Expected number of cards given to people where the card matches the persons birthday.

There is a set of $$n$$ cards, numbered 1 to $$n$$. The cards are distributed at random to $$n$$ people. Assume that $$n$$ is large enough that we are sure that every person in the group has a card with his/her age on it.

(a) If there are $$n$$ cards and $$n$$ people, what is the expected number of cards that are given to people whose age matches the number on the card?

(b)Now, suppose there are $$n$$ cards and $$\frac{n}{k}$$ people, assuming that $$\frac{n}{k}$$ is an integer. Each of the $$\frac{n}{k}$$ people is given $$k$$ cards. What is the expected number of cards given to people such that the card matches the person's age?

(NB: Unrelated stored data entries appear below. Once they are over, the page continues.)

PR #891, opened 2015-12-03
Remove duplicate call to refreshForNewApp() 

amstone326:
Realized that since onResume() is always called after onActivityResult(), it is unnecessary to have an additional call to refreshForNewApp() in onActivityResult(), since it will happen in onResume()


phillipm:
Ready to go once merge conflicts are resolved

amstone326:
@phillipm Updated

PR #894, opened 2015-12-04
Migrate fixtures to new serialization schema

phillipm:
A bug came up in how TreeElements are serialized (fixed by https://github.com/dimagi/javarosa/pull/204). Since fixtures store serialized tree elements in a database, we need to do a database migration, otherwise fixtures won't load upon updating to CommCare 2.25

This PR performs the fixture db migration by (manually) loading the fixture instance from the db using the old serialization scheme and then serializing using the new scheme and updating the db.

cross-requested with https://github.com/dimagi/javarosa/pull/204 and https://github.com/dimagi/commcare/pull/215


phillipm:
Changed to target master https://github.com/dimagi/commcare-odk/pull/905

PR #895, opened 2015-12-07
Regression test for 2.24.2 form save bug

phillipm:
Robolectric test to ensure forms with hidden repeat groups at the end of their forms still save, similar to the bug that required the 2.24.2 hotfix

The test:
 - launches form entry 
 - answer simple question
 - completes and saves form


app/src/org/commcare/android/util/AndroidInstanceInitializer.java
```diff
@@ -61,6 +61,10 @@ public String getVersionString() {
 
     @Override
     public String getDeviceId() {
-        return CommCareApplication._().getPhoneId();
+        String phoneId = CommCareApplication._().getPhoneId();
+        if (phoneId == null) {
+            return super.getDeviceId();
+        }
+        return phoneId;
```
phillipm: Robolectric returns `null` for imei, which in turn breaks some form metadata setup. This logic catches it `null` values and returns the call to super instead, which is `"----"`. Sorta messy, open to finding an alternative if someone thinks it is important.

app/src/org/commcare/dalvik/activities/CommCareHomeActivity.java
```diff
@@ -173,6 +171,7 @@ protected void onCreate(Bundle savedInstanceState) {
         ACRAUtil.registerAppData();
         uiController = new HomeActivityUIController(this);
         sessionNavigator = new SessionNavigator(this);
+        formAndDataSyncer = new FormAndDataSyncer(this);
```
phillipm: Isolate form submission and data sync logic into something easily faked.

app/src/org/commcare/dalvik/activities/CommCareHomeActivity.java
```diff
@@ -1543,4 +1381,25 @@ public boolean isBackEnabled() {
...
+
+    /**
+     * For Testing purposes only
+     */
+    public void setFormAndDataSyncer(FormAndDataSyncer formAndDataSyncer) {
+        if (BuildConfig.DEBUG) {
+            this.formAndDataSyncer = formAndDataSyncer;
+        } else {
+            throw new RuntimeException("On principal of design, only meant for testing purposes");
+        }
```
phillipm: Sad that cruft sometimes comes along with tests. Definitely interested in hearing opinions on better ways to do this.

app/src/org/odk/collect/android/widgets/StringWidget.java
```diff
@@ -222,4 +222,11 @@ public void onTextChanged(CharSequence s, int start, int before, int count) {
     public void setLastQuestion(boolean isLast){
            // nothing changes for Strings
     }
+
+    /**
+     * For testing purposes
+     */
+    public void setAnswer(String answer) {
+        mAnswer.setText(answer);
+    }
```
phillipm: Eventually we should make a whole form entry abstraction layer for filling out forms in a way similar to calabash. This is just a hacky start

app/src/org/commcare/dalvik/activities/CommCareHomeActivity.java
amstone326: Awesome for cleaning up CCHomeActivity, also.

app/src/org/commcare/dalvik/activities/CommCareHomeActivity.java
amstone326: Don't have any great ideas for an alternative. The way I've made this sort of situation a little bit cleaner in the past is to make the object that has a test version be an argument to the constructor, and pass in the appropriate version for each ase. But since this is an activity that's not really an option. Seems ok to leave like this for now.

unit-tests/src/org/commcare/android/tests/formnav/EndOfFormTest.java
```diff
@@ -0,0 +1,143 @@
...
+        // launch form entry
+        FormEntryActivity formEntryActivity =
+                Robolectric.buildActivity(FormEntryActivity.class).withIntent(formEntryIntent)
+                        .create().start().resume().get();
+
+        ImageButton nextButton = (ImageButton)formEntryActivity.findViewById(R.id.nav_btn_next);
+        // demonstrate form progress bug where it thinks the form is done until
+        // you enter an answer for the question, which effects the hidden
+        // repeat coming up next
+        assertTrue(nextButton.getTag().equals(FormEntryActivity.NAV_STATE_DONE));
```
amstone326: I'm not sure if I'm just lacking context on this, but am confused why you're testing for the *persistence* of bugs, both here and on line 119. Is there a reason they're not getting fixed?

unit-tests/src/org/commcare/android/tests/formnav/EndOfFormTest.java
```diff
@@ -0,0 +1,143 @@
...
+
+        ShadowActivity shadowFormEntryActivity = Shadows.shadowOf(formEntryActivity);
+        while (!shadowFormEntryActivity.isFinishing()) {
+            Log.d(TAG, "Waiting for the form to save and the form entry activity to finish");
+        }
+
+        return shadowFormEntryActivity;
+    }
+
+    private void assertStoredFroms() {
```
amstone326: typo

unit-tests/src/org/commcare/android/tests/formnav/EndOfFormTest.java
phillipm: It is a hard bug to fix. I don't really know why I'm highlighting it in this tests; I guess as a personal note because I intend to eventually look into it and this is a good example of how to reproduce it.

amstone326: Hm, I guess this seems particularly odd to me because if someone other than you fixes this without knowledge of this test, the test will start to fail, which is confusing. I would at the very least add an explicit comment on what this is doing because it took me several times of reading it to understand that you were in fact testing for the existence of bugs. But my vote would likely be to have only a comment about it, and remove the actual tests.

phillipm: Cool, since it was confusing I'll just take it out.

PR #896, opened 2015-12-07
Don't show subheader if it has same text as header

phillipm:
Don't show menu list subheader if it has the same title as the action bar header.

Before:
image

After (ignore missing icons):
screen

http://manage.dimagi.com/default.asp?187640


ctsims:
Phillip: Did we run this by biyeun and make an intentional decision v.
swapping what the action bar header said?

phillipm:
@ctsims, yes it is in the fogbugz ticket

PR #897, opened 2015-12-07
Dismiss error dialog when the okay button is pressed

phillipm:
Pressing the OK button wasn't doing anything when the `shouldExit` param of `CommCareActivity.createErrorDialog` wasn't set.


amstone326:
Yikes sorry

PR #898, opened 2015-12-07
Show error message when startNextSessionStep fails

phillipm:
If you try to enter a part of the app that needs fixtures but you are in demo mode, the app crashes. Instead, tell the user that that part of the app isn't available and back up one step.

screen

cross-requested with https://github.com/dimagi/commcare/pull/216


app/src/org/commcare/dalvik/activities/CommCareHomeActivity.java
```diff
@@ -475,11 +475,27 @@ else if(resultCode == RESULT_OK){
...
-            sessionNavigator.startNextSessionStep();
+            startNextSessionStepSafe();
         }
         super.onActivityResult(requestCode, resultCode, intent);
     }
 
+    private void startNextSessionStepSafe() {
+        try {
+            sessionNavigator.startNextSessionStep();
+        } catch (RuntimeException e) {
```
phillipm: Might be worth only catching fixture specific exceptions, but that would require more work. Let me know what you think

PR #902, opened 2015-12-08
fix cut off labels for time graphs

orangejenny:
http://manage.dimagi.com/default.asp?188934

Before:
before

After:
after


orangejenny:
top y-label still a little cut off, but there isn't a trivial way to fix this, can deal with it by increasing y-max

PR #903, opened 2015-12-08
Small choice dialog fixes

amstone326:
-ListView selector wasn't working; add a selector to the individual buttons instead
-Make target area larger (had to do this with padding because the single_dialog_choice_view wasn't respecting its layout_height parameter; still not sure why)


phillipm:
This is a followup to https://github.com/dimagi/commcare-odk/pull/749

PR #905, opened 2015-12-09
Migrate fixtures to new serialization schema

phillipm:
A bug came up in how TreeElements are serialized (fixed by https://github.com/dimagi/javarosa/pull/208). Since fixtures store serialized tree elements in a database, we need to do a database migration, otherwise fixtures won't load upon updating to CommCare 2.26

This PR performs the fixture db migration by (manually) loading the fixture instance from the db using the old serialization scheme and then serializing using the new scheme and updating the db.

cross-requested with https://github.com/dimagi/javarosa/pull/208 and https://github.com/dimagi/commcare/pull/220


app/src/org/commcare/android/database/migration/FixtureSerializationMigration.java
```diff
@@ -0,0 +1,89 @@
...
+        long start = System.currentTimeMillis();
+        db.beginTransaction();
+        ConcreteAndroidDbHelper helper = new ConcreteAndroidDbHelper(c, db);
+        Cursor cur = null;
+        DataInputStream fixtureByteStream = null;
+        try {
+            SqlStorage<Persistable> userFixtureStorage =
+                    new SqlStorage<Persistable>("fixture", FormInstance.class, helper);
+            cur = db.query("fixture", new String[]{DbUtil.ID_COL}, null, null, null, null, null);
+            Vector<Integer> ids = SqlStorage.fillIdWindow(cur, DbUtil.ID_COL);
```
ctsims: You can do this process by using a storage iterator from SqlStorage.iterate(false) which will give you an iterator that will only load ID's. Would prefer to do that than expose direct DB queries.

app/src/org/commcare/android/database/migration/FixtureSerializationMigration.java
```diff
@@ -0,0 +1,89 @@
...
+
+                fixtureByteStream =
+                        new DataInputStream(new ByteArrayInputStream(userFixtureStorage.readBytes(id)));
+                fixture.migrateSerialization(fixtureByteStream, helper.getPrototypeFactory());
+                userFixtureStorage.update(id, fixture);
+            }
+            db.setTransactionSuccessful();
+            return true;
+        } catch (Exception e) {
+            // Even if it failed, let the migration think it was successful,
```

(a) Call event $$A_i$$ the event that the $$i^{th}$$ person gets distributed a card with his/her age on it. Let $$X_i$$ be an indicator random variable that is equal to 1 if $$A_i$$ occurs and 0 if $$A_i$$ does not occur. Then, the number of cards that are distributed to people that match the age of the person, X, is given by:

$$X = \sum_{i = 1}^{n}{X_i}$$

So, the expected value of $$X$$ is the following:

$$E(X) = E\left(\sum_{i = 1}^{n}{X_i}\right) = \sum_{i = 1}^{n}{E(X_i)} = nP(A_i) = n \frac{1}{n} = 1$$

I say that the $$P(A_i)$$ is $$\frac{1}{n}$$ because if the cards are numbered $$1$$ to $$n$$, then for the $$i^{th}$$ person who only has $$1$$ age, there is only $$1$$ card out of the $$n$$ that has his/her age on it.

(b) So in the first case, I think my reasoning is valid because the number of people who have a card that matches their age is the same as the number of cards distributed to a person where the number on the card matches that person's age. I believe this is still valid in the second case because the cards are numbered $$1$$ to $$n$$ and each person has only one age, which is a number in the set $$1, ..., n$$.

Taking $$A_i$$, $$X_i$$, and $$X$$ to mean the same thing as part (a), the key question to answer is what is the $$P(A_i)$$, the probability that the $$i^{th}$$ person has a card with his/her age on it. The only difference being that the $$i^{th}$$ person has $$k$$ cards instead of $$1$$. I am kind of confused as to how to compute this probability.

There is still one card with the person’s age on it, and the person gets $$k$$ out of $$n$$ cards. At most one of them has their age on it, and the probability for one of them to be the one with that age is $$\frac kn$$; so the sum over the $$\frac nk$$ people is again $$1$$.